A country may look strong overall but remain weak in key sectors.

For example, a large economy may still depend heavily on imported:

  • crude oil;
  • natural gas;
  • semiconductors;
  • defence systems;
  • fertilisers;
  • critical minerals;
  • electronic parts; or
  • advanced machines.

Therefore, one national score cannot show every risk.

A stronger model should include separate reviews of:

  • energy;
  • food;
  • technology;
  • finance;
  • defence;
  • shipping; and
  • critical minerals.

This would help governments identify the sectors where real pressure exists.

6. Replaceability Is Hard to Measure

Axis C depends heavily on the idea of replaceability.

However, replaceability changes over time.

A supplier may be impossible to replace within three months. Yet the same supplier may be replaced within five years.

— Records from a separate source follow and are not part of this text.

PR #606, opened 2017-06-29
Refactor the test suite

j-f1:
This adds a test helper that creates a testing function, which is usually called `thePlugin`, which streamlines testing transforms. I’ve also gone through and edited some of the test names for clarity.

### DIFF
--- a/utils/test-transform.js
+++ b/utils/test-transform.js
@@ -1,0 +1,78 @@
+const babel = require("babel-core");
+
+const unpad = require("./unpad");
+
+function _transform(source, options) {
+  return babel.transform(unpad(source), options).code.trim();
+}
+
+function makeTester(
+  plugins,
+  opts,
+  { transform = _transform, check },
+  excludeKeys = []
+) {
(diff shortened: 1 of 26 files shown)


utils/test-transform.js
```diff
@@ -0,0 +1,78 @@
...
+        });
+      } catch (e) {
+        // use the stack from outside the it() clause
+        // (the one inside the clause doesn’t show the actual test code)
+        e.stack = stack;
+        throw e;
+      }
+    });
+  };
+  thePlugin.skip = name => it.skip(name);
```
vigneshshanmugam: you would also need to support `only` if we would like to run a single test during dev..

vigneshshanmugam:
The cleanup looks good overall.. Thanks a lot 👍

utils/test-transform.js
j-f1: Done!

boopathi:
This looks great!

I thought of moving it to fixtures based testing - each test case in 2 files - `source.js` and `expected.js`. But this is fine for now.

PR #613, opened 2017-07-02
constant-folding: Fix some literal types used in `.join()`, closes #612

### LINKED ISSUE #612: constant-folding template strings
There is a bug in the [babel-plugin-minify-constant-folding](https://github.com/babel/babili/tree/master/packages/babel-plugin-minify-constant-folding) package where it incorrectly inlines template strings. Here is a simple example:

```
const a = ["a", "b"].join(' ');
// -> const a="a b";


const b = [`a${a}`, `b${a}`].join(' ');
// -> const b=" ";
```

In the second example it should keep the interpolation and produce a template string, but it does not, instead returning just an empty string. The result is broken code.

goto-bus-stop:
The `.join()` inlining function was checking for `isLiteral()` on each array element, and then using the element's `.value`. Some literals don't have `.value`s though: null literals, regexp literals and template literals.

This patch fixes `.join()`ing regexp literals and bails out of joining template literals entirely. 

Null literals already did the right thing despite not having a `.value`, because `.join()` appears to treat `undefined` and `null` the same.

### DIFF
--- a/packages/babel-plugin-minify-constant-folding/src/replacements.js
+++ b/packages/babel-plugin-minify-constant-folding/src/replacements.js
@@ -56,6 +56,9 @@ module.exports = ({ types: t }) => {
               ) {
                 return el.value;
               }
+              if (t.isTemplateLiteral(el) && el.expressions.length === 0) {
+                return el.quasis[0].value.cooked;
+              }
               bad = true;
               return;
             })
--- a/packages/babel-plugin-minify-constant-folding/src/replacements.js
+++ b/packages/babel-plugin-minify-constant-folding/src/replacements.js
@@ -43,11 +43,21 @@ module.exports = ({ types: t }) => {
           let bad = false;
           const str = this.elements
             .map(el => {
-              if (!t.isLiteral(el)) {
-                bad = true;
-                return;
+              if (t.isRegExpLiteral(el)) {
+                return `/${el.pattern}/${el.flags}`;
               }
-              return el.value;
+              if (t.isNullLiteral(el)) {
+                return null;
+              }
+              if (
+                t.isStringLiteral(el) ||
+                t.isBooleanLiteral(el) ||
+                t.isNumericLiteral(el)
+              ) {
+                return el.value;
+              }
+              bad = true;
+              return;
             })
             .join(sep.value);
           return bad ? undefined : t.stringLiteral(str);
--- a/packages/babel-plugin-minify-constant-folding/src/replacements.js
+++ b/packages/babel-plugin-minify-constant-folding/src/replacements.js
@@ -14,7 +14,7 @@ module.exports = ({ types: t }) => {
   function defaultZero(cb) {
     return function(i = t.numericLiteral(0), ...args) {
       if (t.isNumericLiteral(i)) {
-        return cb.call(this, this, i.value, ...args);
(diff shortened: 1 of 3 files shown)


goto-bus-stop:
Lint is failing, but if I `npm run fix` some files that are not relevant to this PR get changed too. Should I commit all of that or just the fixes to the files I changed?

j-f1:
@goto-bus-stop What about people using template strings like `` `foo` ``? You could check if `templateLiteral.expressions.length === 0`, which would indicate that it’s an ordinary template literal.

goto-bus-stop:
Ah yes, that's quite simple. Thanks for the suggestion!

packages/babel-plugin-minify-constant-folding/src/replacements.js
```diff
@@ -43,11 +43,24 @@ module.exports = ({ types: t }) => {
...
           const str = this.elements
             .map(el => {
-              if (!t.isLiteral(el)) {
-                bad = true;
-                return;
+              if (t.isRegExpLiteral(el)) {
+                return `/${el.pattern}/${el.flags}`;
               }
-              return el.value;
+              if (t.isNullLiteral(el)) {
```
vigneshshanmugam: IMO, we can do `path.evaluate(el)` and deopt. 

If its gonna be kill performance which in most cases should not be a problem since the path would already be cached during the traversal phase.. Thoughts?

packages/babel-plugin-minify-constant-folding/src/replacements.js
```diff
@@ -43,11 +43,24 @@ module.exports = ({ types: t }) => {
...
+              }
+              if (
+                t.isStringLiteral(el) ||
+                t.isBooleanLiteral(el) ||
+                t.isNumericLiteral(el)
+              ) {
+                return el.value;
+              }
+              if (t.isTemplateLiteral(el) && el.expressions.length === 0) {
+                return el.quasis[0].value.cooked;
```
vigneshshanmugam: check this https://github.com/babel/babel/blob/7.0/packages/babel-traverse/src/path/evaluation.js#L391

packages/babel-plugin-minify-constant-folding/src/replacements.js
goto-bus-stop: You mean doing `evaluate` instead of all the `is*` checks?

mgol:
This has just hit me in production. A very simple test case:
```js
const a = 'a';
console.log([`${ a }b`, 'c',].join(''));
```
transpiles to:
```js
const a='a';console.log('c');
```
instead of the expected:
```js
const a='a';console.log(`${ a }bc`);
```
or:
```js
console.log('abc');
```

boopathi:
Thanks! Looks good to me. Can you address the pending comments?

goto-bus-stop:
Added a commit to use `path.evaluate()`. Previously the NodePath was not available inside replacement functions, only the node itself. I changed it to pass the NodePath to replacement functions, and changed all existing replacement functions to use `this.node` instead of just `this` where necessary. It makes the diff quite noisy.

boopathi:
LGTM. Looks like formatting issues on CI. you can fix it with `yarn format`

goto-bus-stop:
Oops, should've checked lint before committing. Thanks for the heads-up

PR #616, opened 2017-07-03
Convert simple arrow function body to expression

ashsearle:
Eliminate unnecessary `return` keyword by converting arrow function block statements to expressions where possible.

Example:
```js
const foo = () => {
  return (1, 2);
};
const bar = () => {
  return [];
};

// becomes
const foo = () => (1, 2);
const bar = () => [];
```

### DIFF
--- a/packages/babel-plugin-minify-simplify/src/index.js
+++ b/packages/babel-plugin-minify-simplify/src/index.js
@@ -782,7 +782,6 @@ module.exports = ({ types: t }) => {
 
           if (
             t.isArrowFunctionExpression(parent) &&
-            node.body &&
             node.body.length === 1 &&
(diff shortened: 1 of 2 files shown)


packages/babel-plugin-minify-simplify/src/index.js
```diff
@@ -780,6 +780,17 @@ module.exports = ({ types: t }) => {
         exit(path) {
           const { node, parent } = path;
 
+          if (
+            t.isArrowFunctionExpression(parent) &&
+            node.body &&
```
boopathi: We are in a `BlockStatement` - is this check every `falsey` ? A BlockStatement's body is always an array.

Issue #585, opened 2017-06-15
Fix removal of quotes from property names


k-dauda:
Quotes on property names are still being stripped in IE in production with v0.1.3 despite this fix: https://github.com/babel/babili/pull/543

boopathi:
Right now the quotes if they can be removed from the property names according to ES5, then it will be removed.

What version of IE are you targeting?

And do you have a sample code snippet (or) the property name which is invalid in IE without quotes?

k-dauda:
@boopathi IE11 and Edge in production have this problem, an example can be seen in this issue: https://github.com/cibernox/ember-power-select/issues/915

anhpha:
will be fixed?

j-f1:
@k-dauda Are you using the [`transform-es3-property-literals`](http://babeljs.io/docs/plugins/transform-es3-property-literals/) plugin? This *should* undo the conversion if you run it after Babili.

k-dauda:
@j-f1, no I am not using that plugin

boopathi:
Fixed in #730

PR #620, opened 2017-07-07
Disable property litterals package by default

alexBaizeau:
I'm suggesting to disable the `babel-plugin-transform-property-literals` by default as it is not working correctly in ES5.

I was intending to write a failing unit test, but it turns out that there is already a test that is demonstrating a bad behaviour

https://github.com/babel/babili/blob/master/packages/babel-plugin-transform-property-literals/__tests__/transform-property-literals-test.js#L39


boopathi:
related #585

boopathi:
Going to close this one. We will fix it rather than disabling the entire plugin. There is an option for you to disable the plugin.

PR #622, opened 2017-07-08
[DCE] Fix removal of ArrayPattern

### LINKED ISSUE #615: Another "Cannot read property 'end' of null" error
### Input ###

```js
function foo(arg) {
    const { y } = arg, { z, x = null } = y;
    return z ? z : null;
}
```

### Output ###
```
TypeError: test3.js: Cannot read property 'end' of null
    at _evaluate (C:\Users\John\Documents\GitHub\babili\packages\babili\node_modules\babel-traverse\lib\path\evaluation.js:159:57)
    at evaluate (C:\Users\John\Documents\GitHub\babili\packages\babili\node_modules\babel-traverse\lib\path\evaluation.js:65:17)
    ...
```
[REPL](https://babeljs.io/repl/#?babili=true&evaluate=true&lineWrap=false&presets=es2016&targets=&browsers=&builtIns=false&debug=false&code_lz=GYVwdgxgLglg9mABMOcAUBDATgcwJSIDeAsAFCIWIQIDOURiAnogL6IC8i2OANAwF58AHh0RgQAGwmtRjANxlKiLAFMoILEn6IA_Im0AuMZIkLSLIA)

The following version does not produce an exception but generates incorrect output:
### Input ###

```js
function foo(arg) {
    const { y } = arg, { z, x = null } = y;
    return z;
}
```

### Output ###
```js
function foo(a){const{y:b}=a;return z}
```
[REPL](https://babeljs.io/repl/#?babili=true&evaluate=true&lineWrap=false&presets=es2016&targets=&browsers=&builtIns=false&debug=false&code_lz=GYVwdgxgLglg9mABMOcAUBDATgcwJSIDeAsAFCIWIQIDOURiAnogL6IC8i2OANAwF58AHh0RgQAGwmtRjANxlKiLAFMoILEn4LSLIA)

Note: removing `, x = null` produces correct output. Alternatively returning `x + z` produces correct output ([REPL](https://babeljs.io/repl/#?babili=true&evaluate=true&lineWrap=false&presets=es2016&targets=&browsers=&builtIns=false&debug=false&code_lz=GYVwdgxgLglg9mABMOcAUBDATgcwJSIDeAsAFCIWIQIDOURiAnogL6IC8i2OANAwF58AHh0RgQAGwmtRjANxlKiLAFMoILEn6IA1IiELSLIA))

### LINKED ISSUE #617: Crash minifying array destructuring (0.1.4)
Minifying this:
```js
function foo(arr)
{
	let [a, b] = arr;
};
```

Crashes with "SyntaxError: unknown: NodePath has been removed so is read-only. (This is an error on an internal node. Probably an internal error)"

A likely related case is this:

```js
function foo()
{
	return getPromise()
	.then(arr =>
	{
		let [a, b] = arr;
		
		console.log(a);
	});
};
```

Minifying this succeeds, but the destructured let is completely removed, leaving references to nonexistent variables:

```js
function foo() {
	return getPromise().then((b) => {
		console.log(a);  // oops: 'a' declaration removed
	});
}
```

boopathi:
+ Fix #617
+ Fix #615

### DIFF
--- a/packages/babel-plugin-minify-dead-code-elimination/src/index.js
+++ b/packages/babel-plugin-minify-dead-code-elimination/src/index.js
@@ -228,21 +228,29 @@ module.exports = ({ types: t, traverse }) => {
               continue;
             }
 
-            if (
-              binding.path.isVariableDeclarator() &&
-              binding.path.node.init &&
-              !scope.isPure(binding.path.node.init) &&
-              binding.path.parentPath.node.declarations
-            ) {
-              if (binding.path.parentPath.node.declarations.length !== 1) {
-                continue;
-              }
-              // Bail out for ArrayPattern and ObjectPattern
+            if (binding.path.isVariableDeclarator()) {
               if (!binding.path.get("id").isIdentifier()) {
+                // deopt for object and array pattern
                 continue;
               }
 
-              binding.path.parentPath.replaceWith(binding.path.node.init);
+              // if declarator has some impure init expression
+              // var x = foo();
+              // => foo();
+              if (
+                binding.path.node.init &&
+                !scope.isPure(binding.path.node.init) &&
+                binding.path.parentPath.node.declarations
+              ) {
+                // binding path has more than one declarations
+                if (binding.path.parentPath.node.declarations.length !== 1) {
+                  continue;
+                }
+                binding.path.parentPath.replaceWith(binding.path.node.init);
+              } else {
+                updateReferences(binding.path, this);
+                removeOrVoid(binding.path);
+              }
             } else {
               updateReferences(binding.path, this);
               removeOrVoid(binding.path);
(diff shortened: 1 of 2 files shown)


packages/babel-plugin-minify-dead-code-elimination/src/index.js
```diff
@@ -228,21 +228,29 @@ module.exports = ({ types: t, traverse }) => {
...
               }
 
-              binding.path.parentPath.replaceWith(binding.path.node.init);
+              // if declarator has some impure init expression
+              // var x = foo();
+              // => foo();
+              if (
+                binding.path.node.init &&
+                !scope.isPure(binding.path.node.init) &&
+                binding.path.parentPath.node.declarations
```
ebdrup: I'm currently getting the error `Cannot read property 'declarations' of null` here. Doing steps to reproduce is a lot of work (big repo). So I thought I would take a wild stab in the dark and ask if you could see that it would in any way make sense to add a guard here for if `binding.path.parentPath.node` is null? If that doesn't make sense I apologise for wasting your time...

New technology, new mines, new trade routes and new factories can also change the position.

Therefore, the model should state the time period used to measure vulnerability.

Without a clear time period, country scores may become too broad.

7. Government Capacity Needs More Attention

Economic strength alone does not decide resilience.

Governments also need:

  • quick decision-making;
  • sound public finance;
  • trusted institutions;
  • emergency planning;
  • working infrastructure; and
  • the ability to support vulnerable citizens.

Two countries may face the same economic shock but produce very different results.

Therefore, the model should include the state’s ability to act during a crisis.

Does the Model Correctly Identify Globalization’s Winners?

The model places financial hubs, industrial powers and resource-rich states among the main winners of globalization.

This view has merit. However, the word “winner” should be used with care.

A country may earn large gains from globalization while many citizens receive little benefit.

For example, high national income may exist alongside:

  • low wages;
  • regional inequality;
  • high housing costs;
  • insecure employment;
  • environmental harm; or
  • wealth held by a small group.

Therefore, Axis B appears to measure gains at the national or economic level. It does not prove that those gains are shared fairly.

The model should make this difference clear.

India’s Position in the Model

The study places India between a semi-peripheral middle power and a full systemic globalization power.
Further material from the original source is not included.